Material to process: Begin

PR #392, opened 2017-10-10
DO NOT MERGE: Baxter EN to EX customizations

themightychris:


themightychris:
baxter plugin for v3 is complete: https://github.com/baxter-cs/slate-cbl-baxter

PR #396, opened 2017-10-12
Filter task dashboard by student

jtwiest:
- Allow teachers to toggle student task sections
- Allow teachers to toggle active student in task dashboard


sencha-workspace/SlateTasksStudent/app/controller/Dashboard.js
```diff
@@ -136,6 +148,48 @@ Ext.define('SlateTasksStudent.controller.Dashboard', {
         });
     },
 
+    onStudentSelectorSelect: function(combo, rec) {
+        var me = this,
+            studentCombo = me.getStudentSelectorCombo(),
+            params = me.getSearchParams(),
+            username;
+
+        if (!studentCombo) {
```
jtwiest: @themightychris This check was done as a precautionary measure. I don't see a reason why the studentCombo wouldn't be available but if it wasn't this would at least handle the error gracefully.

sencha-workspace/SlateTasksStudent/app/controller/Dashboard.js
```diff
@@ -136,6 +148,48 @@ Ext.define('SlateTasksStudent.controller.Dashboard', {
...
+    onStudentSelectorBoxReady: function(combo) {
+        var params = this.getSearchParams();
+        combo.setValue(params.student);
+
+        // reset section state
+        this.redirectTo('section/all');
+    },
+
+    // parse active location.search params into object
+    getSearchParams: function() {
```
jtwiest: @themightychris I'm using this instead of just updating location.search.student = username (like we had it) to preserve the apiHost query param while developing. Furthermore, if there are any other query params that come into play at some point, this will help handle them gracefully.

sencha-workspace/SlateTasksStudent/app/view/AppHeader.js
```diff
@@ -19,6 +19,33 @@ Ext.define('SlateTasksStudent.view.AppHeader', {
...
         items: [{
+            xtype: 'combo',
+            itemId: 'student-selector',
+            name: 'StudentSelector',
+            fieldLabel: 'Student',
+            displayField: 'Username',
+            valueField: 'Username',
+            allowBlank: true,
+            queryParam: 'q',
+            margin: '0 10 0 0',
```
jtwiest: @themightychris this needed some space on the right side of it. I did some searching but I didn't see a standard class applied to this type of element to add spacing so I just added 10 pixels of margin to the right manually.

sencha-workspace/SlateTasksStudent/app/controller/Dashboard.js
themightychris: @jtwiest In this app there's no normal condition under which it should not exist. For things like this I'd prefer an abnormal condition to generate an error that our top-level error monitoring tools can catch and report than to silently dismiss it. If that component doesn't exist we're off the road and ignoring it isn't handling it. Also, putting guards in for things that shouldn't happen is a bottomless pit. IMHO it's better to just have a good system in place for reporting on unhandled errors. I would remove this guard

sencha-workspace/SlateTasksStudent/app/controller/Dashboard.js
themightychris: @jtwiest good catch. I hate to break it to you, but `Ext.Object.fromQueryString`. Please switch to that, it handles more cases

Material to process: End

**Exercise:** Each of the entries must be written out again exactly.

**Your solution:**
PR #392, opened 2017-10-10
DO NOT MERGE: Baxter EN to EX customizations

themightychris:


themightychris:
baxter plugin for v3 is complete: https://github.com/baxter-cs/slate-cbl-baxter

PR #396, opened 2017-10-12
Filter task dashboard by student

jtwiest:
- Allow teachers to toggle student task sections
- Allow teachers to toggle active student in task dashboard


sencha-workspace/SlateTasksStudent/app/controller/Dashboard.js
```diff
@@ -136,6 +148,48 @@ Ext.define('SlateTasksStudent.controller.Dashboard', {
         });
     },
 
+    onStudentSelectorSelect: function(combo, rec) {
+        var me = this,
+            studentCombo = me.getStudentSelectorCombo(),
+            params = me.getSearchParams(),
+            username;
+
+        if (!studentCombo) {
```
jtwiest: @themightychris This check was done as a precautionary measure. I don't see a reason why the studentCombo wouldn't be available but if it wasn't this would at least handle the error gracefully.

sencha-workspace/SlateTasksStudent/app/controller/Dashboard.js
```diff
@@ -136,6 +148,48 @@ Ext.define('SlateTasksStudent.controller.Dashboard', {
...
+    onStudentSelectorBoxReady: function(combo) {
+        var params = this.getSearchParams();
+        combo.setValue(params.student);
+
+        // reset section state
+        this.redirectTo('section/all');
+    },
+
+    // parse active location.search params into object
+    getSearchParams: function() {
```
jtwiest: @themightychris I'm using this instead of just updating location.search.student = username (like we had it) to preserve the apiHost query param while developing. Furthermore, if there are any other query params that come into play at some point, this will help handle them gracefully.

sencha-workspace/SlateTasksStudent/app/view/AppHeader.js
```diff
@@ -19,6 +19,33 @@ Ext.define('SlateTasksStudent.view.AppHeader', {
...
         items: [{
+            xtype: 'combo',
+            itemId: 'student-selector',
+            name: 'StudentSelector',
+            fieldLabel: 'Student',
+            displayField: 'Username',
+            valueField: 'Username',
+            allowBlank: true,
+            queryParam: 'q',
+            margin: '0 10 0 0',
```
jtwiest: @themightychris this needed some space on the right side of it. I did some searching but I didn't see a standard class applied to this type of element to add spacing so I just added 10 pixels of margin to the right manually.

sencha-workspace/SlateTasksStudent/app/controller/Dashboard.js
themightychris: @jtwiest In this app there's no normal condition under which it should not exist. For things like this I'd prefer an abnormal condition to generate an error that our top-level error monitoring tools can catch and report than to silently dismiss it. If that component doesn't exist we're off the road and ignoring it isn't handling it. Also, putting guards in for things that shouldn't happen is a bottomless pit. IMHO it's better to just have a good system in place for reporting on unhandled errors. I would remove this guard

sencha-workspace/SlateTasksStudent/app/controller/Dashboard.js
themightychris: @jtwiest good catch. I hate to break it to you, but `Ext.Object.fromQueryString`. Please switch to that, it handles more cases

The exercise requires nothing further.